(Saved entries)
= Beginning of Section =

Issue #2050, opened 2022-05-12
Writing in append mode fails on TypeError when stat does not return st_size


UOndro:
Writing in append mode fails on the following error:

`TypeError: int() argument must be a string, a bytes-like object or a number, not 'NoneType'`

The problem is that [_get_size](https://github.com/paramiko/paramiko/blob/main/paramiko/sftp_file.py#L519) method in SFTPFile can return None, which is then used to assign value to [_realpos](https://github.com/paramiko/paramiko/blob/29c4d3210b745e7d56c328ffebc2513ebfb482fb/paramiko/file.py#L508).

The [_get_size](https://github.com/paramiko/paramiko/blob/main/paramiko/sftp_file.py#L519) method can return None when [stat](https://github.com/paramiko/paramiko/blob/29c4d3210b745e7d56c328ffebc2513ebfb482fb/paramiko/sftp_attr.py#L100) does not return st_size in response. 

Stack trace:
```  
File "/usr/local/lib/python3.8/site-packages/paramiko/file.py", line 405, in write
    self._write_all(data)
  File "/usr/local/lib/python3.8/site-packages/paramiko/file.py", line 522, in _write_all
    count = self._write(data)
  File "/usr/local/lib/python3.8/site-packages/paramiko/sftp_file.py", line 199, in _write
    long(self._realpos),
TypeError: int() argument must be a string, a bytes-like object or a number, not 'NoneType'
```

bskinn:
Do you know, what should the correct behavior be when `_get_size()` returns `None`? Can it successfully continue the append-write? Or should paramiko surface this as an error/exception condition?

Which Python and paramiko versions are you using here?

jun66j5:
Related issue: [#1980 (comment)](https://github.com/paramiko/paramiko/issues/1980#issuecomment-1029310765)

Are you using what ssh server?

UOndro:
> Do you know, what should the correct behavior be when _get_size() returns None? Can it successfully continue the append-write? Or should paramiko surface this as an error/exception condition?

Not sure. However, the code already handles if an exception is raised during calling stat(). If the exception is raised, paramiko defaults to 0. So, I think when st_size is None,  `_get_size()` should also default to 0. 

> Which Python and paramiko versions are you using 

We use paramiko 2.7.2(however, I check also a new version and this bug is still there) and we use python 3.8.


> Are you using what ssh server?
It's the client's server, so I don't know, but I asked them if they could provide this information. 

[...]

PR #2670, opened 2026-08-15
SFTPFile.seek(SEEK_END) should propagate stat errors, not swallow them

### LINKED ISSUE #2460: [BUG] - A SFTPFile.seek can cause SFTPFile.tell to lie

Client

SFTP

3.3.0

3.11.5

Debian bullseye

Not 100% sure but banner report "Maverick_SSHD", so maybe something from https://jadaptive.com/

_No response_

### Expected/desired behavior

Start with a poorly-behaved "Maverick" SFTP server that has a `test_file.txt` that is non-empty.  Say, for example, it's 12345 bytes long.

```python
import os
import paramiko

client = paramiko.SSHClient()
client.connect(hostname="example.com", username="foo", password="bar")
sftp = client.open_sftp()
fh = sftp.open("test_file.txt", "rb")
fh.seek(0, os.SEEK_END)
print(fh.tell())
```

Expected: prints 12345

### Actual behavior

Actual: Prints 0 (zero)

### How to reproduce

See above bit about expected behavior, but I'm guessing the hardest part will be getting an SFTP server to reproduce this.

### Anything else?

If you call `SFTPFile.stat` directly using an open file from this particular SFTP server, you'll see that you get

```
OSError: The message [test_file.txt] is not extractable!
```

(This error message makes no sense to me, BTW.)

So, CMD_FSTAT raises an error.  FYI calling `SFTPClient.stat` (which does CMD_STAT instead) does return a proper result, including the file size.

IMHO, I think the problem is that [`stat` with `SEEK_END` tries to update `_realpos` using `self._get_size()`](https://github.com/paramiko/paramiko/blob/23f92003898b060df0e2b8b1d889455264e63a3e/paramiko/sftp_file.py#L271), but [`SFTPFile._get_size` swallows exceptions and returns 0](https://github.com/paramiko/paramiko/blob/23f92003898b060df0e2b8b1d889455264e63a3e/paramiko/sftp_file.py#L531-L535).  If you seek to the end then you just set `_realpos` to 0.

Obviously I wish this SFTP server would make CMD_FSTAT work.  In the absence of a working server, though, I'd rather get an exception from Paramiko, not incorrect information.  If you, for example, pass an `SFTPFile` to boto3's [`S3Client.upload_fileobj`](https://boto3.amazonaws.com/v1/documentation/api/latest/reference/services/s3/client/upload_fileobj.html), in order to transfer a file from SFTP to S3, boto3 will silently truncate the file after it determines the file is 0 bytes long according to `SFTPFile.tell`.

My first suggestion is that `_get_size` shouldn't eat exceptions, but after reading #2050, does it _need_ to eat exceptions?  I hope not!

If `_get_size` can't raise exceptions, then maybe Paramiko should do some kind of test before `SFTPFile.seekable` returns true, to find out whether CMD_FSTAT works?

Thank you to all the authors and maintainers of Paramiko!

agu2347:
### Problem

`SFTPFile.seek(offset, SFTPFile.SEEK_END)` computes the new position via `self._get_size()`:

```python
def _get_size(self):
    try:
        return self.stat().st_size
    except:
        return 0
```

`_get_size()` swallows *any* exception from `stat()` (i.e. `CMD_FSTAT`) and returns `0`. If the server's `CMD_FSTAT` implementation is broken or unsupported for a given file (as reported against a "Maverick" SFTP server), `seek(0, SEEK_END)` silently sets the position to `0` instead of raising - so `tell()` afterwards reports `0` instead of the real file size, with no indication anything went wrong.

This isn't just cosmetic: reporter noted that passing such an `SFTPFile` to `boto3`'s `upload_fileobj()` causes boto3 to determine (via `tell()`) that the file is empty, silently truncating the "transferred" file to 0 bytes.

Closes #2460

### Fix

`SFTPFile.seek()`'s `SEEK_END` branch now calls `self.stat().st_size` directly instead of `self._get_size()`, so a `stat()`/`CMD_FSTAT` failure propagates as an exception instead of being silently treated as "file is 0 bytes".

`_get_size()` itself is left unchanged, since it's also used by `BufferedFile._set_mode()` for append-mode opens (see #2050), which already depends on it defaulting to `0` on failure - changing that call site's behavior is a separate, more involved question I didn't want to bundle into this fix.

### Testing

- Added `test_seek_end_propagates_stat_errors`, which opens a real file against the test suite's stub SFTP server, confirms normal `seek(0, SEEK_END)` still works, then mocks `stat()` to raise and asserts `seek(0, SEEK_END)` now raises instead of silently resetting the position to 0.
- Confirmed the new test fails with `Failed: DID NOT RAISE <class 'OSError'>` when the fix is reverted (stashed `sftp_file.py` only, test unchanged).
- Full `tests/test_sftp.py` suite: 35 passed, 4 skipped (pre-existing skips, unrelated to this change).
- `black --line-length 79` (pinned project version 22.12.0) and `flake8` both clean on the changed files.

### DIFF
--- a/paramiko/sftp_file.py
+++ b/paramiko/sftp_file.py
@@ -268,7 +268,14 @@ class SFTPFile(BufferedFile):
             self._pos += offset
             self._realpos = self._pos
         else:
-            self._realpos = self._pos = self._get_size() + offset
+            # Intentionally use stat() (which propagates errors) instead of
+            # _get_size() (which silently swallows them and returns 0) here.
+            # Silently treating an unknown/unreadable size as 0 would make
+            # SEEK_END seek to position 0 without any indication that
+            # anything went wrong, which can cause silent data loss/
+            # truncation for callers relying on tell() afterwards.
+            # See https://github.com/paramiko/paramiko/issues/2460.
+            self._realpos = self._pos = self.stat().st_size + offset
         self._rbuffer = bytes()
 
     def stat(self):
--- a/tests/test_sftp.py
+++ b/tests/test_sftp.py
@@ -30,6 +30,7 @@ import warnings
 from binascii import hexlify
 from io import StringIO
 from tempfile import mkstemp
+from unittest import mock
 
 import pytest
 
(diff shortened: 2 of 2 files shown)


bskinn:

= End of Section =

Write out, exactly as shown, only the lines running from the one that contains "the changed files." to the last line above.

* _Written response_:
- `black --line-length 79` (pinned project version 22.12.0) and `flake8` both clean on the changed files.

### DIFF
--- a/paramiko/sftp_file.py
+++ b/paramiko/sftp_file.py
@@ -268,7 +268,14 @@ class SFTPFile(BufferedFile):
             self._pos += offset
             self._realpos = self._pos
         else:
-            self._realpos = self._pos = self._get_size() + offset
+            # Intentionally use stat() (which propagates errors) instead of
+            # _get_size() (which silently swallows them and returns 0) here.
+            # Silently treating an unknown/unreadable size as 0 would make
+            # SEEK_END seek to position 0 without any indication that
+            # anything went wrong, which can cause silent data loss/
+            # truncation for callers relying on tell() afterwards.
+            # See https://github.com/paramiko/paramiko/issues/2460.
+            self._realpos = self._pos = self.stat().st_size + offset
         self._rbuffer = bytes()
 
     def stat(self):
--- a/tests/test_sftp.py
+++ b/tests/test_sftp.py
@@ -30,6 +30,7 @@ import warnings
 from binascii import hexlify
 from io import StringIO
 from tempfile import mkstemp
+from unittest import mock
 
 import pytest
 
(diff shortened: 2 of 2 files shown)


bskinn:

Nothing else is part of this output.